20. Die Theel führt Januar 1897 Hochwasser. Die Gärten hinter der Marktstraße, wo sich heute das neue Zentrum 'Am Markt' und das Rathaus befinden, sind überschwemmt. Auch der Mühlenbach zur Jean Clauden-Mühle ist mit einbezogen in diese Folgen des Regenunwetters, daher reicht das Wasser bis zum Bahnhof. Eine normale Verbindung zwischen den beiden Ortsteilen diesseits und jenseits der Theel gibt es für ein bis zwei Tage nicht. Man muß wissen, daß die Theel vom Schaumberg bis Körprich zwar nur einen Lauf von 23,5 Kilometern Länge kermt, aber dafür einen Einzugsbereich von 221,2 Quadratkilometern hat. Hauptnebenfluß ist die I1l oder auch Dirminger Bach genannt.

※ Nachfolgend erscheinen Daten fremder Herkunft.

PR #1937, opened 2017-07-24
Fix docs and example for extractFDAFeatures

### LINKED ISSUE #1932: extractFDAFeatures: feat.methods docs
the docs said that is was not allowed to work in the the same FDA feature multiple times.
i think this was incorrect

make this clear. 

also reread the whole docs for that function

pfistfl:
Fixes #1932 and re-adds the example


R/extractFDAFeatures.R
```diff
@@ -32,22 +32,21 @@
 #'   functional feature.
 #'   Names of \code{feat.methods} must match column names of functional features.
 #'   Available feature extraction methods are available under family \code{fda_featextractor}.
-#'   Default is \code{list()} which does nothing.
+#'   Default is \code{list()} which does nothing. Specifying a functional feature multiple times
```
berndbischl: the default is always mentioned as the last line in the docs

Issue #1892, opened 2017-07-13
Can printHead be removed?


mb706:
`mlr` defines the function `printHead` in `R/utils.R`, but this is also exported by `BBmisc`. The output of both is subtly different; if this difference is enough to legitimize duplicating this function, I suggest renaming `mlr`'s version, since I get warnings when loading packages that import `mlr` when using `devtools::load_all`.

larskotthoff:
I don't see a problem with renaming it as it's only used internally and not exported.

mb706:
For reference, the function in `BBmisc` is [here](https://github.com/berndbischl/BBmisc/blob/master/R/printHead.R#L15-L23), the one in `mlr` is [this one](https://github.com/mlr-org/mlr/blob/master/R/utils.R#L17-L21).

PR #1939, opened 2017-07-25
Use BBmisc printHead instead of implementing it ourselves.

mb706:
See #1892 
This avoids an annoying namespace warning when `load_all`-ing mlr and a package that imports mlr. Another solution would be to rename `printHead`, but I have the feeling the BBmisc version was specifically written to replace this one?


berndbischl:
you are 100% correct. good change. i am working on travis, will merge anyway now as this is trviial

PR #1955, opened 2017-07-31
tuneMBO did return negative performance values when maximizing

jakob-r:
For some optimization startegies we transform the objective function so that the internal optimizer can minimize the function even if the measure is something we want to maximize.
This internal transformation is visible to the user when he sees the result which can be something like
`acc = -0.9`.
This becomes confusing for measures that have values between [-1,1].

See: https://github.com/jakob-r/mlrHyperopt/issues/6


tests/testthat/test_tune_tuneIrace.R
```diff
@@ -11,7 +11,7 @@ test_that("tuneIrace", {
   ctrl = makeTuneControlIrace(maxExperiments = n, nbIterations = 1L, minNbSurvival = 1)
   tr1 = tuneParams(makeLearner("classif.rpart"), multiclass.task, rdesc, par.set = ps1, control = ctrl)
   expect_true(getOptPathLength(tr1$opt.path) >= 10 && getOptPathLength(tr1$opt.path) <= n)
-  expect_true(!is.na(tr1$y))
+  expect_number(tr1$y, lower = 0, upper = 0.2)
```
jakob-r: Well, we want to make sure that the optimizer does not run in the wrong direction. This is a quite save range.

ja-thomas: We had some discussion about this here: https://github.com/mlr-org/mlrMBO/issues/324

jakob-r:
> This will only change the behaviour of optimization that uses smoof, i.e. only MBO based? In that case, maybe a better solution would have been to manipulate the tuning result in the tuneParams function in tuneParams.R, before returning it to the user.

But this way we have correct opt paths

> Otherwise, the PR looks fine to me. I only have a weak opinion that tests should be guaranteed to work, even if a learner's performance were to suddenly deteriorate.

The expectations are really conservative.

berndbischl:
1) can you please post a direct mlr example, without hyperopt, that demos the problem?

2) why are you removing the "force"? that seems to be muddling issues and is uncommented from your side?

3) can you please document the semantics of "always.minimize" at least in one place?

4) i find it confusing why that the value for always.minmize is set to different values in different places.
this is also internally not documented

jakob-r:
> 1) can you please post a direct mlr example, without hyperopt, that demos the problem?

```r
library(mlr)
ps = makeNumericParam
ps = makeNumericParamSet("C", len = 1, lower = 0, upper = 10)
ctrl = makeTuneControlMBO(mbo.control=mlrMBO::makeMBOControl())
tuneParams(learner = "classif.ksvm", task = iris.task, control = ctrl, par.set = ps, resampling = cv2)
# Tune result:
# Op. pars: C=1.37
# acc.test.mean=-0.9400000
```

> 2) why are you removing the "force"? that seems to be muddling issues and is uncommented from your side?

Just some cleanup

> 3) can you please document the semantics of "always.minimize" at least in one place?

I added a documentation

> 4) i find it confusing why that the value for always.minmize is set to different values in different places.
this is also internally not documented

:thinking: Well... when we call `tunerFitnFun` from withing  `tunerSmoofFun` is set it to FALSE because I can set the smoof argument minimize according to the measure.

mb706:
> > This will only change the behaviour of optimization that uses smoof, i.e. only MBO based? In that case, maybe a better solution would have been to manipulate the tuning result in the tuneParams function in tuneParams.R, before returning it to the user.

> But this way we have correct opt paths

Manipulating the tuning result would also entail correcting the `opt.path`.

mllg:
The corrected MRE @jakob-r posted:
```r
set.seed(1)
library(mlr)
ps = makeNumericParamSet("C", len = 1, lower = 0, upper = 10)
ctrl = makeTuneControlMBO(mbo.control=mlrMBO::makeMBOControl())
tuneParams(learner = "classif.ksvm", task = iris.task, control = ctrl, par.set = ps, resampling = cv2, measure=acc)
```

mllg:
I agree with @mb706 that we should not rely on the RNG god being gracious. If we just want to ensure that the measure is not inverted, we could just use seeding here.

jakob-r:
Is it okay to set a seed in the test?

jakob-r:
Anyhow. The seed is already set in `test/testthat/helper_zzz.R`.

larskotthoff:
What's the status here? I'm also a bit concerned about relying on the RNG -- can we instead check somewhere that everything is positive?

jakob-r:
I still prefer the tests how they are atm because we want to make sure, that the tuning walks into the right direction. And as we pointed out the seed is already set.
If they will be errors because these tests are failing we still can discuss about it in the future and correct it.

larskotthoff:
Ok, I'll merge this as it's a pretty bad bug and we can improve later.

jakob-r:
Thanks!

Issue #3, opened 2013-11-13
MultiClass AUC


berndbischl:
See wether we can create an AUC measure for more than 2 classes in mlr.

Here is a hint, sent by Markus by mail.

```r
 learner <- makeLearner('classif.lda', predict.type="prob")
 task <- makeClassifTask(data=iris, target="Species")
 mod <- train(learner=learner, task=task)
 pred.obj <- predict(mod, newdata=iris)
 library(HandTill2001)
 predicted <- as.matrix(pred.obj$data[,paste("prob.", levels(pred.obj$data$response), sep="")])
 colnames(predicted)<-levels(pred.obj$data$response)
 auc(multcap(response=pred.obj$data$response, predicted=predicted))
```

1) Investigate

2) Add Measure, doc. and test it

3) Briefly describe in tutorial / ROC part.

PhilippPro:
I think there is something wrong in the multiclass.auc function. As input there is only the response and the probability, but not the truth. A prediction cannot be evaluated without the true values. Probably the term `response` in the pROC package and the poor documentation is missleading. 
In my opinion `pred$data$response` has to be replaced with `pred$data$truth`.

Also the multiclass.auc and auc should coincide in the two class case. We could transform the probabilities like in #858 or just apply auc. 

Maybe it would also be better to implement the auc stuff by ourselves, maybe I will do it. In this paper there are described several different auc measures for the multiclass case:
https://www.math.ucdavis.edu/~saito/data/roc/ferri-class-perf-metrics.pdf

jakob-r:
I think you are pretty right. We should fix this asap. But the documentation does not enlighten me so much what the correct input should be. But I can see that the current state can not work.

catastrophic-failure:
An example using `caTools`

```splus
library(mlr)

lrn = makeLearner("classif.randomForest", predict.type = "prob")
model = train(lrn, iris.task)
pred = predict(model, iris.task)

library(caTools)
colAUC(getPredictionProbabilities(pred), pred$data$truth)
```

> 
> > colAUC(getPredictionProbabilities(pred), pred$data$truth)
>                                     setosa  versicolor  virginica
> setosa vs. versicolor    1.00     1.0000       0.84
> setosa vs. virginica      1.00      0.7336      1.00
> versicolor vs. virginica  0.54     1.0000       1.00

Each column of probability estimates is a 1-vs-rest binary classifier. Then we can group the outputted AUCs knowing the labels.

[...]

PR #1956, opened 2017-07-31
add auc filter

bommert:


catastrophic-failure:
I don't think you need `ROCR` to do that, you could use the already implemented `auc` functions in `mlr`, and from what I remember these were faster.

larskotthoff:
Looks like the tests are failing.

smilesun:
Hi, We find the following error, not sure yet how this works to constrain to binary class
```
1. Error: filterFeatures (@test_featsel_filters.R#15) --------------------------
  Number of classes is not equal to 2.
  ROCR currently supports only evaluation of binary classification tasks.
  1: filterFeatures(task = multiclass.task, method = filter, perc = 0.5) at testthat/test_featsel_filters.R:15
  2: generateFilterValuesData(task = task, method = method, nselect = nselect, ...)
```

mllg:
You could switch to `pROC` which supports multiclass auc and is already in `Suggests` (albeit we do not use it :-1:).

```r
#' Filter \dQuote{auc} determines for each feature how well the target
#' variable can be predicted only based on this feature. More precisely, the
#' prediction rule is: class 1 if the feature exceeds a threshold and class 0
#' otherwise. The performance of this classification rule is measured by the
#' AUC and the resulting filter score is |0.5 - AUC|.
#'
#' @rdname makeFilter
#' @name makeFilter
makeFilter(
  name = "auc",
  desc = "AUC filter for binary classification tasks",
  pkg  = "pROC",
  supported.tasks = "classif",
  supported.features = "numerics",
  fun = function(task, nselect, ...) {
    data = getTaskData(task, target.extra = TRUE)
    if (length(getTaskClassLevels(task)) == 2L) {
      score = vnapply(data$data, function(x, y) {
        as.numeric(pROC::roc(predictor = x, response = y)$auc)
      }, y = data$target)
    } else {
      score = vnapply(data$data, function(x, y) {
        as.numeric(pROC::multiclass.roc(predictor = x, response = y)$auc)
      }, y = data$target)
    }

    abs(0.5 - score)
  }
)
```

This snippet should already work, but it would be great if @bommert and/or @smilesun could carefully read the manual and confirm that you do not have to set any extra arguments for pROC. Additionally, a short unit test would be great (e.g., check on iris that `Petal.Length` and `Petal.Width` get a high score).

berndbischl:
> You could switch to pROC which supports multiclass auc and is already in Suggests (albeit we do not use it ).

please be careful here. if you search the history, you will notice that we actually USED pROC for multiclass AUC. it was then removed for a reason

berndbischl:
I guess you want to read at least this
https://github.com/mlr-org/mlr/issues/3

berndbischl:
uuuh. just looked at the code. main point is:
we SURELY want to use the *same* calculation here for the AUC that mlr uses for its normal measures?

i DO NOT want be inconsistent. 
so not pROC there, ROCR in another place.

why not simply call into mlr's measureAUC function?

mllg:
Right, multiclass was a bad idea in the first place for the filter. But we are apparently missing a property for the filters to flag them to only work on binary classif tasks.

berndbischl:
> Right, multiclass was a bad idea in the first place for the filter.

why? what would make it more applicable? 

> But we are apparently missing a property for the filters to flag them to only work on binary classif tasks.

separate issue?

mllg:
> why? that would make the filter more applicable? I would like that

`pROC` has a function for that, but they say it is less tested. And the multiclass measures in mlr seem to require probabilities for each class which is something we do not have in the filter.

PR #1961, opened 2017-08-03
Use absolute values in conf matrix for roc measure calculation

### LINKED ISSUE #1958: calcROCMEasures: show abs confusion value counts?
```
lrn = makeLearner("classif.lda", predict.type = "prob")
r = holdout(lrn, sonar.task)
print(calculateROCMeasures(r$pred), abbrev = FALSE)

    predicted
true M         R
   M 0.82      0.18      tpr: 0.82 fnr: 0.18
   R 0.38      0.62      fpr: 0.38 tnr: 0.62
     ppv: 0.66 for: 0.21 lrp: 2.16 acc: 0.71
     fdr: 0.34 npv: 0.79 lrm: 0.29 dor: 7.39
```

the info in the first 4 cells seems very redunant with the other measures.
wouldnt it make more sense to show the normal absolute confmatrix counts here?

would also be nice if i could see the cor and row sums

ja-thomas:
Fixes #1958 

I didn't add the row/col sums, since the ROCmeasures are only defined for two-class problems which makes them still easy to see imo.

If you really want I can add them, but the output is already a bit cluttered.

### DIFF
--- a/R/calculateROCMeasures.R
+++ b/R/calculateROCMeasures.R
@@ -1,7 +1,7 @@
 #' @title Calculate receiver operator measures.
 #'
 #' @description
-#' Calculate the relative number of correct/incorrect classifications and the following evaluation measures:
+#' Calculate the absolute number of correct/incorrect classifications and the following evaluation measures:
 #'
 #'
 #' \itemize{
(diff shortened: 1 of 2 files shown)


mllg:
Thanks!

PR #1966, opened 2017-08-07
Oneclass: Add convert to probability function

MinhAnhL:
e1071::svm and kernlab::ksvm do not return probability for oneclass classification.
Implementation of platt scaling for oneclass according to https://www.cse.buffalo.edu/~jing/doc/ICDM06.pdf
With fix parameters A = 0, B = 1.


lbeggel:
Did you already solve the lintrbot issues?

pat-s:

Issue #2057, opened 2017-11-09
Legend issue in plotLearnerPrediction when data points of one class are all misclassified


philipvk:
When using plotLearnerPrediction I noticed some problems with the legend. In the case all data points of one class are misclassied the legend becomes separated. This is caused by that misclassified data points don't have a geom_tile color in the plot. I constructed an extreme example:

```r
data(iris)
iris[2, "Species"] <- "versicolor"
iris[3:150, "Species"] <- "virginica"
task <- makeClassifTask(data = iris, target = "Species")
g = plotLearnerPrediction(makeLearner("classif.rpart"), task)
g
```
In this example the virginica pink color should be on top of the square virginica in the legend. Instead it is now separated with less clear black boxes.

Below is a better example plot. In this plot all data points belonging to group 2 are misclassified. This results a separated and less clear legend. Instead I would like that the legend stays the same, and only the group that is misclassified will be separated from the rest of the legend. 

![models_qda_3](https://user-images.githubusercontent.com/8512559/32605429-a76fe2a6-c551-11e7-9c30-be9eaac32113.png)

> R version 3.4.2 (2017-09-28)
Platform: x86_64-w64-mingw32/x64 (64-bit)
Running under: Windows >= 8 x64 (build 9200)

> Matrix products: default

> locale:
[1] LC_COLLATE=Dutch_Netherlands.1252  LC_CTYPE=Dutch_Netherlands.1252   
[3] LC_MONETARY=Dutch_Netherlands.1252 LC_NUMERIC=C                      
[5] LC_TIME=Dutch_Netherlands.1252    

> attached base packages:
 [1] grid      parallel  stats4    stats     graphics  grDevices utils     datasets  methods  
[10] base     

> other attached packages:
 [1] ggfortify_0.4.1            splatter_1.2.0             scater_1.6.0              
 [4] tidyr_0.7.2                Rtsne_0.13                 RColorBrewer_1.1-2        
 [7] mlr_2.11                   ParamHelpers_1.10          MASS_7.3-47               
[10] gridExtra_2.3              ggplot2_2.2.1              dynamicTreeCut_1.63-1     
[13] dplyr_0.7.4                data.table_1.10.4-3        SingleCellExperiment_1.0.0
[16] SummarizedExperiment_1.8.0 DelayedArray_0.4.1         matrixStats_0.52.2        
[19] Biobase_2.38.0             GenomicRanges_1.30.0       GenomeInfoDb_1.14.0       
[...]

PR #2061, opened 2017-11-14
fix for constant predictions

ja-thomas:
Don't drop missing levels in the geom_tile call.

Fixes #2061


larskotthoff:
Thanks. merging. What issue does this fix though?

larskotthoff:
Ah ok, #2057.

PR #2064, opened 2017-11-20
sort filter values data.table way

jakob-r:
Somehow after updating my packages the tutorial threw an error.

```r
d = generateFilterValuesData(iris.task, method = "anova.test")
plotFilterValues(d)

```

todo: check if this is already covered by the tests


jakob-r:
This error is not cought by any tests. will add test

jakob-r:
I marked this blocking because it is needed in the mlr-tutorial.
Travis fails because of batchmark? Would suggest merge nonetheless.

Issue #1515, opened 2017-02-13
Can't predict on randomForest when test set contains NA's in features


florianfendt:
I don't know if this is a bug in some sort or if I'm overlooking something, but this baffled @ja-thomas and me a bit this morning.
Consider a simple case where you have a missing value somewhere in your test set like in this example:

```r
lrn.rf = makeLearner("classif.randomForest")
mod = train(lrn.rf, iris.task)
test.df = getTaskData(iris.task)
test.df[1L, 1L] = NA
```
mlr then throws an error when you try to predict on this set, randomForest's predict method doesn't though:
```r
# throws error: row names contain missing values
predict(mod, newdata = test.df)
# if I'm directly using the predict method from randomForest it works
predict(mod$learner.model, test.df)
```

I tried printing out `.newdata` in `predictLearner.classif.randomForest` to see if we do sth unwanted with the data.frame before sending it to the learner's predict method but row names / str etc. looks fine.
Any ideas?

larskotthoff:
This sounds like a bug. Could you make a unit test that reproduces it please?

berndbischl:
before you produce a unit test:
please really show the produced output in such cases

berndbischl:
> This sounds like a bug. Could you make a unit test that reproduces it please?

why are you asking him that? he already kinda posted that test....?

the problem is more: what happens here?

berndbischl:
the real problem seems to be:
mlr claims that the rf does not handle missing values. so if you would put the NA into the task data, 
neither training NOR prediction would work, and you would get a meaningful error message.

but here the prediction data frame is directly handled. this also links to the issue 
https://github.com/mlr-org/mlr/issues/1499

we should probably create the task description internally and sanity check it.

QuayAu:
This problem does not only occur with the random forest. I ran every available learner on this problem and here is what i found out:

```
test.df = getTaskData(iris.task)
test.df[1L, 1L] = NA
learners = listLearners(obj = "classif", properties = "multiclass")$class
res = lapply(learners, function(x) {
  mod = train(makeLearner(x), iris.task)
  tryCatch(predict(mod, newdata = test.df), error = function(e) conditionMessage(e))
  }
)
```

So the problem here is, that only the test set contains missing values, and some learners support that, others don't. Here is a small summary of the results:


|learner                        |predict                                            |
|:------------------------------|:--------------------------------------------------|
|classif.bdk                    |setosa                                             |
|classif.boosting               |setosa                                             |
[...]

PR #2068, opened 2017-11-28
add check for missings in newdata

QuayAu:
Fix for #1515

### DIFF
--- a/R/predict.R
+++ b/R/predict.R
@@ -45,7 +45,6 @@ predict.WrappedModel = function(object, task, newdata, subset = NULL, ...) {
   model = object
   learner = model$learner
   td = model$task.desc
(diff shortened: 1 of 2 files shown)


mb706:
Usually the prediction made for one row of data should not depend on predictions made for other data rows, or be even dependent on the presence or absence of other data rows. I would suggest to extend this logic here: Don't throw an error if `NA`s are present, and instead predict `NA`s for the rows that contain `NA`s.

In practice, if a `Learner` does not support `NA`s:
1) Remove data rows that contain `NA`s from input data
2) Perform prediction on this reduced data set
3) Insert `NA`s in the predictions returned by the `Learner` at the position of rows that were remove in 1.

pat-s:
Superseeded by #2099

21. Durch die günstige Verkehrslage bedingt, wuchs die Bedeutung der Lebacher Märkte stetig. Das Viehaufgebot an Wochen- und vor allem an Monatsmarkttagen war so groß, daß der Platz im Bereich der Marktstraße nicht mehr genügte. Daher wurde zwischen Trierer- und Mottenerstraße ein neuer Platz hauptsächlich für den Viehmarkt eingerichtet. Am Mariä-Geburtsmarkt 1915 wurde er zum ersten Mal seiner Bestimmung übergeben. Außer den Käufern und Verkäufern hatten sich auch viele Neugierige eingefunden. Das wachsame Auge des Gesetzes, der königlich-preußische Gendarm, durfte bei dieser Gelegenheit nicht fehlen. Im Bildhintergrund ist die evangelische Kirche zu sehen.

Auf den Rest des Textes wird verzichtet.